Romain, dit Turzi, et moi ça fait quelque temps déjà qu’on se côtoie et la musique a toujours été au cœur de notre amitié. Entre deux discussions sur nos bases communes, il m’a fait découvrir pas mal de trucs dont je continue de prêcher la parole autour de moi. En tant qu'artiste, il m’a toujours fasciné aussi. Je vois chez peu de gens cette passion et cette liberté qui le guident, que ce soit quand il achète des machines auxquelles je ne comprends rien ou quand il me raconte ce qu’il a composé la veille. Le mec vit pour ça et ça se sent. Mais s'il existe un truc qui compte autant que la musique pour lui, je crois avec certitude que ce sont les gens qui l'entourent. Alors quand il me parle d'Oliver, son meilleur pote de toujours, et de ce qu’ils font ensemble en ce moment, tout prend sens. Aujourd’hui, à l’aube de la sortie de leur album Drop!, j’aurais raté l’opportunité d'en parler pour rien au monde. Il y a quelques jours Romain nous a donc ouvert les portes de son appartement-studio du 18e, où, entre deux soirées parisiennes, surement commencées à deux pas pas dans la cave à vin d’Oliver “Rock Bottles”, les premiers morceaux de cet album sont nés.
Pour le contexte, j’arrive en dernier. Tous nos amis communs sont déjà là et Oliver m'accueille allongé sur le lit. Difficile de faire plus authentique, on est vraiment « à domicile ». Notre discussion commence naturellement par les débuts de cette amitié vieille de 25 ans.
À l’origine, avant de débarquer en France, Oliver était DJ à Manchester. À son arrivée, il ouvre un magasin de disques plutôt branché Hip-hop. C'est là que Romain déboule dans l’histoire. Il se rappelle d'ailleurs des clients de la boutique comme des « gars à casquettes » ; rien d’étonnant, on est au tout début des années 2000. Lui, à ce moment-là, est plutôt branché Rock 90’s et, pas de bol pour le business model, il convoite rapidement la cave du shop pour y fonder un groupe.

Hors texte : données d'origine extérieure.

PR #1694, opened 2025-10-25
Serenity: Metadata

lukas-paetow:
Metadata: Methods will be done at a later point when the parser can differentiate between "system" and "task" sections in Serenity output files. Warnings printed may not be captured completely for now, which is easiert to fix later when thoroughly testing at the end.


test/data/testSP.py
```diff
@@ -612,7 +608,7 @@ def testmetadata_symmetry_detected(self, data) -> None:
     @skipForParser("NBO", "attribute not implemented in this version")
     @skipForParser("Turbomole", "reading point group symmetry and name is not implemented")
     @skipForParser("xTB", "not implemented yet")
-    @skipForParser("Serenity", "not implemented yet")
+    @skipForParser("Serenity", "not applicable")
```
berquist: If true, say instead something like
```suggestion
    @skipForParser("Serenity", "Serenity doesn't use symmetry")
```
because while this message isn't strictly necessary, it's a good habit to get into because sometimes skip reasons are more complicated.

test/data/testSP.py
```diff
@@ -600,7 +596,7 @@ def testmetadata_success(self, data) -> None:
...
```
berquist: Same

PR #1695, opened 2025-10-27
Serenity: TDDFT

lukas-paetow:


cclib/parser/serenityparser.py
```diff
@@ -194,3 +206,82 @@ def extract(self, inputfile, line):
...
+
+            exc_iterator = 1
+            transition_data = []
+            while not line.strip().startswith("--"):
+                if line.strip().startswith(str(exc_iterator)):  # new exc
+                    if exc_iterator > 1:
+                        self.append_attribute("etsecs", transition_data)
+                        transition_data = []
+                    self.append_attribute("etenergies", line.split()[1])
+                    i = int(line.split()[6])
```
berquist: Store the results from `line.split()` in a variable that you reuse (this happens in a few places in the PR).

cclib/parser/serenityparser.py
```diff
@@ -52,6 +53,17 @@ def after_parsing(self):
 
         super().after_parsing()
 
+    def convert_to_spin(self, symbol):
```
berquist: If you don't need the flexibility of a function, another way of doing it is https://github.com/cclib/cclib/blob/ddcf48ea79019427e93103cdcb39930ddbede66d/cclib/parser/orcaparser.py#L1306-L1331.  But I don't think it would be possible to as cleanly handle the error case, so the function is nicer in that regard.

cclib/parser/serenityparser.py
```diff
@@ -52,6 +53,17 @@ def after_parsing(self):
...
+        if symbol == "a":
+            return 0
+        elif symbol == "b":
+            return 1
+        else:
+            self.logger.warning(
```
berquist: Since you're making this unrecoverable by throwing `StopParsing`, this could probably be an error instead of a warning.

berquist (changes requested):

PR #1698, opened 2025-11-08
Serenity: Polarizability

lukas-paetow:


cclib/parser/serenityparser.py
```diff
@@ -402,6 +414,7 @@ def extract(self, inputfile, line):
             self.metadata["package_version"] = line.split()[2]
 
         ### EXCITED STATE
+        # TODO add CC2 etc
```
berquist: This comment is stale.

berquist (changes requested):
Can you use the same system and settings as https://github.com/cclib/cclib/blob/f8a17414debec02a7e823275fbb7c22a044d6db2/data/QChem/basicQChem5.4/Trp_polar.in ?

berquist:
Sorry for taking so long to get back to this.  Now that it's the summer I have time.

I have finally figured out how to control everything.  The numerical input is

```
+system
 name trp_polar
 geometry trp_polar.xyz
 method hf
 +basis
  label sto-3g
 -basis
-system

+task scf
 act trp_polar
-task

+task ff
 act trp_polar
 frequency 0.0
-task
```

and the analytical input is

```
+system
 name trp_polar
 geometry trp_polar.xyz
 method hf
 +basis
  label sto-3g
  # Otherwise RI will be attempted in the linear response part
  densFitJ NONE
 -basis
-system

+task scf
 act trp_polar
-task

+task ff
 act trp_polar
 frequency 1.0e-9
-task
```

Je ne sais pas comment la négociation a pu passer, mais ça marche : Romain et sa bande de potes font fermer la boutique les samedis après-midi pour jouer des reprises, majoritairement des groupes new-yorkais. Je crois qu’ils font pas mal de conneries aussi. C'est dans ce sous-sol que la petite bande fonde un premier groupe, Talibans Rock Action, dont il ne reste quasiment aucune trace aujourd'hui. Mais c’est surtout là qu'Oliver se met à chanter. Pour Romain, c’est l’admiration totale. On taira à jamais, par amitié, le nom du morceau qui a créé le déclic, mais l’effet est là... et ça nous a d'ailleurs valu un bon fou rire en l'évoquant.
Pourtant, en 2006, leurs routes bifurquent. Romain signe chez Record Makers et lance Turzi sans Oliver. Il enchaîne trois albums en huit ans : c'est l'époque de « A », « B » et « C », où chaque morceau est titré par la même lettre. Un réflexe monomaniaque qui marche trop bien, puisqu'il marque paradoxalement la rupture entre chaque disque tout en gardant une vraie continuité. Tout ça est entrecoupé des EP de la Turzi Electronique Experience, un projet purement électronique (c’est dans le titre). Moi, j’adore ces disques, alors on a pris le temps d’en parler pour comprendre pourquoi, depuis « C » sorti en 2015, il y a eu ce long silence. Pourquoi revenir maintenant, et pourquoi ensemble ?

Romain le dit lui-même : « Oliver a toujours été présent dans tous mes enregistrements, à toutes les étapes de ma vie. J’ai toujours voulu le piquer à ses autres groupes. » En fait, si rien ne s'était fait concrètement jusqu'ici, c'était juste une question d'opportunités manquées et d'égos mal placés. Oliver jouait ailleurs et ce projet commun, pourtant évident, n’avait pas encore lieu d'être. Il fallait aussi que la musique de Romain évolue. Dans son approche, chaque album doit porter une couleur différente, un concept novateur. Sur « C », c'était la rencontre avec la soprano Caroline Villain ; aujourd'hui, cette soif de renouveau s'impose jusque dans le nom du groupe, qui devient Turzi Gage. C'est une « fierté » pour Oliver, et un « combat d’ego de tous les jours » , s'amuse Romain. Mais ce changement de blase raconte surtout une métamorphose profonde : celui qui jurait dans ses anciennes interviews se foutre des paroles dévoile aujourd’hui un album où elles sont le cœur battant des compositions.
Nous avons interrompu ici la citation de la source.